Personal life
- Born: 1877 Najaf, Iraq
- Died: July 19, 1954 (aged 76–77) Kerend, Kermanshah, Iran
- Resting place: Wadi-us-Salaam
- Parent: Sheikh Ali Kashif al-Ghita' (father)
- Main interest(s): Islamic philosophy, Usul al-fiqh

Religious life
- Religion: Islam

= Muhammad Husayn Kashif al-Ghita' =

Grand Ayatollah Sheikh Muhammad-Husayn Kashif al-Ghita' (b. Najaf, 1877; d. Karand, 1954) was a Shiite jurist, philosopher, author, teacher, and lecturer. He was considered to be one of the highest ranking scholars in Iraq, yet less popular. He worked for the welfare of the Shia community in Iraq and for Sunni-Shia rapprochement and solidarity.

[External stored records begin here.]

PR #685, opened 2026-08-05
Weaver Update

eugenebokhan:
Replaced gelu with swiglu and positional embeddings with rope fused into weaver's ancestor attention following [lalamo](https://github.com/trymirai/lalamo/pull/333) changes


crates/backend-uzu/src/backends/metal/kernel/weaver/weaver_rope_qkv.metal
```diff
@@ -0,0 +1,45 @@
+#include <metal_stdlib>
+#include "../common/dsl.h"
+#include "weaver_frontier.h"
+
+using namespace metal;
+
+template <typename ElementT, typename RopeT>
+VARIANTS(ElementT, bfloat)
+VARIANTS(RopeT, float)
+PUBLIC KERNEL(WeaverRopeQkv)(
```
uuuvn: Is there a good reason to not use attention prepare instead of adding this?

eugenebokhan: already fused into attn

CC-Yeh (approved):

PR #687, opened 2026-08-06
Apply A8W4/8 optimizations

CC-Yeh:
## Optimizations

- Apply each optimization only where it wins; every one is gated by a flag dispatch sets from measurements
- Per-shape tiling and split-k targets: small m at decode doesn't produce enough threadgroups to fill the GPU otherwise
- Stage weight scales in threadgroup memory so simdgroups reuse them instead of each rebuilding the same values; off on big compute-bound tiles where the barrier costs more than the reuse saves
- Hoist operand addressing out of the k-loop; off on sym 128x128 where registers matter more than ALU
- Grouped drain: accumulate int32 products across a scale group and apply scales once per group instead of per chunk
- Independent activation/weight group sizes (act128/w64), with compact sidecars at true group granularity

## Redesign

- Rebuilt the MXU kernels into separate pieces: operand descriptors (what the data is), storage (the pointers), cursors (code loading), caches (scale/correction residency), and schedules (the loop)
- A new optimization lands as one flag or one specialization instead of another branch tangled into a monolithic kernel


CC-Yeh:
Todo:
- tune on M5/A18
- dispatch cleanup

crates/backend-uzu/src/backends/common/kernel/matmul/matmul_a.rs
```diff
@@ -9,6 +9,7 @@ pub enum MatmulA<'a, B: Backend> {
         values: &'a Allocation<B>,
         scales: &'a Allocation<B>,
         group_sums: Option<&'a Allocation<B>>,
+        activation_scale_group_size: u32,
```
eugenebokhan: I believe matmul should not know anything about activation

CC-Yeh: yeah, should've removed the activation_scale_ prefix

CC-Yeh:
@codex review

CC-Yeh:
Dispatch heuristics (host-side)
- Split-k target 256 (int8) — deeper K-splitting for decode; −8..−17% at m16-512.
- Int8 MXU tiling table — m/n-keyed tile selection (16x128 at m≤16, 32x64 at m<64, 128x128 at m≥512); −15..−43% at m16; with split-k 256 lands 1.2-2.0× decode together.
- Split-k 1024 on Tile32x64 (W8) — the decode tree-verify band (m17-63); −4.5..−6.2%.
- K-block floor on split-k — caps splits at one tile-block of K; −10% at k3584; gated to the int8 path.

Scale/metadata handling (kernel)
- Scale-line staging (TG) — all simdgroups share one cooperatively-filled scale+correction slab instead of each rebuilding register caches per weight group; helped asym most (−12..−29% at m64-256, up to −65% long-K) because the correction rebuild was the dominant repeated work.
- Double-buffer + prefetch — fill group g+1 while computing g, one barrier per group; turned staging's sym-128×128 penalty from +19-26% to half, improved small-m wins to −20%.
- Staging exclusions — sym-gs32 never stages, small-W4-decode never stages, sym-128×128 never stages (forcing it costs +31-41%: the barrier breaks load/compute overlap on that tile).
- Runtime min-groups guard (stage_scale_lines FC) — staging off when a Tile32x64 split covers <6 weight groups (those cells lost 13-15% staged); tunable in kernel.rs without touching shaders.
- Hoisted operand addressing — precompute scale/pointer strides outside the k-loop, advance incrementally; asym −3.3..−6.4% at m≥512. Gated OFF for sym-128×128 (non-hoisted recomputes addresses per group, saving registers there: −24% at m2048).

Drain (kernel)
- Grouped drain — accumulate int32 products across all chunks sharing the same scales (span = min of the two group sizes), sweep the accumulator once per span instead of per 32-chunk; helped decode most (m32 was ~20% behind without it) because the per-chunk f32 sweep dominates instruction issue at small m. Zero extra registers.

Quantization config
- Independent activation/weight group sizes (act128/w64 shipped) — coarser activation scales = 4× less sidecar traffic + cheaper prep; e2e −14.5% ms/fwd, +63% prompt t/s at g128 (measured coupled).
- Compact per-block group sums — fixed the H1 over-correction bug and lets any consumer weight-group granularity reconstruct its correction sums.

Threadgroup memory
- Guard-aware TG allocation — when the staging guard is off, the dispatch binds a minimal slab instead of ~1.5 KB; recovers occupancy on guarded-off cells.

Excluded (measured dead): zp-fusion (slower), naive int4→int8 unpack (60/60 dead), fused A8 epilogue (superseded by grouped drain), TG-staged weights, software pipelining, scratch-int8 repack (2× memory), per-row scales (deferred).

CC-Yeh:
@codex review

CC-Yeh:
@codex review

eugenebokhan (approved):

PR #690, opened 2026-08-07
Cleanup dflash

uuuvn:
Lalamo side: https://github.com/trymirai/lalamo/pull/335

[convert_dflash_checkpoint.py](https://github.com/user-attachments/files/30835194/convert_dflash_checkpoint.py)


eugenebokhan (approved):

crates/backend-uzu/src/encodable_block/weaver_layer.rs
```diff
@@ -0,0 +1,206 @@
...
+    pub num_heads: usize,
+    pub head_dim: usize,
+    pub max_depth: usize,
+}
+
+impl<B: Backend> WeaverLayer<B> {
+    pub fn new(
+        context: &B::Context,
+        config: &WeaverConfig,
+        add_to_residual: bool,
```
eugenebokhan, line 55: why not shortcut enum directly?

crates/backend-uzu/src/encodable_block/dflash.rs
```diff
@@ -90,37 +82,32 @@ pub enum DFlashDraftNewError<B: Backend> {
...
 
-impl<B: Backend> DFlashDraft<B> {
+impl<B: Backend> DFlash<B> {
     pub fn new(
         context: &B::Context,
         config: &DFlashDraftConfig,
         parameter_tree: &ParameterTree<B>,
         data_type: DataType,
-    ) -> Result<Self, DFlashDraftNewError<B>> {
+    ) -> Result<Self, DFlashNewError<B>> {
```
eugenebokhan, line 107: what's the point of NewError?

crates/backend-uzu/src/encodable_block/weaver_layer.rs
uuuvn: image

This stuff is just moved out of weaver.rs, this cleanup is focused on dflash, next one will be on weaver (likely unifying layer too so "weaver layer" nonsense won't be a thing anymore)

crates/backend-uzu/src/encodable_block/dflash.rs
```diff
@@ -275,11 +265,17 @@ impl<B: Backend> DFlashDraft<B> {
...
-        for ((layer, attention_state), key_value) in
+        for ((layer, mixer_state), key_value) in
             self.layers.iter().zip(state.layer_states.iter_mut()).zip(layer_key_values)
         {
-            attention_state.prepare(state.context_length, num_tokens, encoder.context())?;
-            layer.attention.append_projected_kv(key_value, &rope, num_tokens, attention_state, encoder)?;
+            mixer_state.prepare(state.context_length, num_tokens, encoder.context())?;
+            let attention = (layer.mixer.as_ref() as &dyn Any)
+                .downcast_ref::<Attention<B>>()
+                .expect("DFlash draft layers must use attention mixers");
```
eugenebokhan, line 274: either assert or do `map_err`

crates/backend-uzu/src/encodable_block/dflash.rs
```diff
@@ -289,17 +285,28 @@ impl<B: Backend> DFlashDraft<B> {
...
+        encoder.push_debug_group("dflash draft");
+
         let batch_dim = self.block_size;
         assert!(
             state.context_length + batch_dim <= self.max_context_length,
             "DFlash block positions exceed configured RoPE capacity"
         );
+
+        let mut tokens = vec![self.mask_token_id; batch_dim];
+        tokens[0] = target_output_token;
```
eugenebokhan, line 305: ai slope

crates/backend-uzu/src/encodable_block/dflash.rs
```diff
@@ -289,17 +285,28 @@ impl<B: Backend> DFlashDraft<B> {
...
+        let token_ids = encoder.allocate_constant_from_slice(&tokens).map_err(DFlashEncodeError::Backend)?;
+
```
eugenebokhan, line 307: why empty line

crates/backend-uzu/src/encodable_block/transformer_layer.rs
```diff
@@ -50,7 +50,9 @@ pub struct TransformerLayer<B: Backend> {
 impl<B: Backend> TransformerLayer<B> {
     pub fn new(
         context: &B::Context,
-        transformer_config: &TransformerConfig,
+        model_dim: usize,
+        hidden_dim: usize,
+        num_layers: usize,
```
eugenebokhan, line 55: why? seems like more loc for no reason

crates/backend-uzu/src/encodable_block/dflash.rs
uuuvn: Because new/encode have different potential errors (like parameter loader error is just new, but can never happen in encode)

crates/backend-uzu/src/encodable_block/dflash.rs
uuuvn: Proper error enum here is overkill because this is an internal invariant (all dflash layers are attention), assert will just be more code for exactly the same effect, I think unwrap/expect is the correct way to handle this stuff

crates/backend-uzu/src/encodable_block/dflash.rs
uuuvn: image

This was moved, but I also don't see what's wrong with it. chain once repeat collect just feels way more verbose than "all mask, but then first is target output"

crates/backend-uzu/src/encodable_block/dflash.rs
uuuvn: Yeah agree I think `let token_embeddings = target_embedding.encode_lookup(&token_ids, batch_dim, encoder)?;` should be the part of the block

uuuvn: Will fix in the followup cleanup prs

crates/backend-uzu/src/encodable_block/transformer_layer.rs
uuuvn: Transformer Layer was previously assuming it's a child of Transformer that has TransformerConfig, but DFlash doesn't have TransformerConfig and I think it's better to make transformer layer take these values separately than construct a fake TransformerConfig in DFlash.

== Early life and education==

Kashif al-Ghita' was born to Sheikh Ali Kashif al-Ghita' in Najaf in 1877. He hails from a long line of illustrious Shia jurists.

He studied in the Islamic seminaries of Najaf, under grand scholars such as Mirza Husayn Nuri, Mulla Reza Hamadani (d. 1904), Mirza Ḥusayn Ḵalili (d. 1908), Sheikh Mohammad-Kazem Khorasani, and Sayyid Mohammed Kazem Yazdi.

==Works==
Kashif al-Ghita' wrote nearly 80 books on religious sciences such as jurisprudence, authority and hadith. Some of them include:
- Daʿwat al-Eslāmiya elā maḏhab al-Emāmiya [An Islamic invitation to the Imami School]. 4 volumes.
- Tawżiḥ fi bayān mā howa al-Enjil wa mā howa al-Masiḥ [A clarification on what the Bible is, and who Jesus was]
- Aṣl al-Šiʿa wa oṣulohā [The origin of Shiʿite Islam and its principles]. This book was translated to Persian by Sheikh Naser Makarem Shirazi, titled, This is our school.
- al-Āyāt al-bayyenāt [Clear signs].
- al-Moṯol al-ʿolyā fi’l-Eslām, lā fi Beḥamdun [The supreme ideals are to be found in Islam, not at Bhamdun].
- Al Ardh wa al-Torbah Al Husayniyyah [The ground and dust of Imam Husayn].

==Death==
Kashif al-Ghita' died in Kerend on July 19, 1954. He was buried in the Wadi-us-Salaam cemetery in Najaf.